Menos efectos colaterales
Los avances terapéuticos permiten lo que hace 20 años era imposible. En 1977 únicamente el 10% de los niños que nacían con un peso entre 500 y 750 gramos sobrevivía, hoy el porcentaje roza el 90%. Entre los neonatos con menos de un kilo de peso al nacer, la supervivencia hace 30 años era de un 40%, en la actualidad casi todos sobreviven. El “milagro” hay que atribuírselo en buena parte a una familia de medicamentos: los esteroides. Han salvado la vida de millones de niños. Administrados durante el embarazo, sirven para madurar el sistema nervioso, pero, sobre todo, la función respiratoria. Que un neonato sobreviva o no depende en gran parte de lo desarrollados que estén sus pulmones; si responden, el resto es mucho más fácil. Los esteroides facilitan que en un niño de 23 o 24 semanas, los alveolos, el lugar donde se produce el intercambio de gases entre la sangre y el aire respirado, se desarrollen lo suficiente para poder respirar con ayuda externa. Tal y como ha evolucionado la medicina, cabe preguntarse: ¿nacerán niños con 18 o 20 semanas de gestación? Según la doctora Pallás, es un objetivo descartado: “No merece la pena incrementar la supervivencia a costa de un aumento de niños con discapacidad”. Y esa sigue siendo una asignatura pendiente: un 30% de los prematuros nacidos con menos de un kilo de peso tiene secuelas neurológicas leves, y un 15% graves. Reducirlas contribuiría a que la zona gris de la que hablan los médicos alrededor de la semana 23 de gestación fuera un poco menos oscura. En ese momento, los ojos del niño, parcialmente abiertos, pueden percibir ya la luz.

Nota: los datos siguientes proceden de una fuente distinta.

PR #2266, opened 2022-01-20
Add additional bots to crawlers

HannesHofer:
add various additional crawlers/bots:

DataForSeoBot - https://dataforseo.com/dataforseo-bot
SeznamBot - http://napoveda.seznam.cz/en/seznambot-intro/
coccocbot - http://help.coccoc.com/searchengine
Neevabot - https://neeva.com/neevabot
Mail.RU_Bot - http://go.mail.ru/help/robots
CCBot - http://go.mail.ru/help/robots
Cincraw - http://cincrawdata.net/bot/

### DIFF
--- a/src/browsers.c
+++ b/src/browsers.c
@@ -246,6 +246,7 @@ static const char *browsers[][2] = {
   {"SeznamBot", "Crawlers"},
   {"coccocbot", "Crawlers"},
   {"Neevabot", "Crawlers"},
+  {"Mail.RU_Bot", "Crawlers"},
 
 
   /* Podcast fetchers */
--- a/src/browsers.c
+++ b/src/browsers.c
@@ -242,6 +242,7 @@ static const char *browsers[][2] = {
   {"MauiBot", "Crawlers"},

La madurez empieza antes de venir al mundo
Lo saben los profesores, los padres y todo el que tenga que lidiar con niños y con niñas: ellas maduran antes que ellos. Algunos dicen que, entre los adultos, también ocurre. Puede discutirse; lo que está fuera de toda duda, según los médicos, es que los prematuros de sexo masculino tienen muchas menos posibilidades de supervivencia que los de sexo femenino. La doctora Carmen Rosa Pallás lo ha comprobado en docenas de casos: “Si tenemos un niño y una niña de 24 semanas, ella se comporta como si tuviera 25”. En la zona gris, a medio camino entre la vida y la muerte, una semana puede inclinar la balanza. ¿Por qué esta diferencia? Es una pregunta para la que la medicina no tiene respuesta clara. Pero lo cierto es que, si se analiza la salud de hombres y mujeres, esa constante se repite a lo largo de toda la vida. De hecho, los hombres son más vulnerables que las mujeres a casi todas las enfermedades.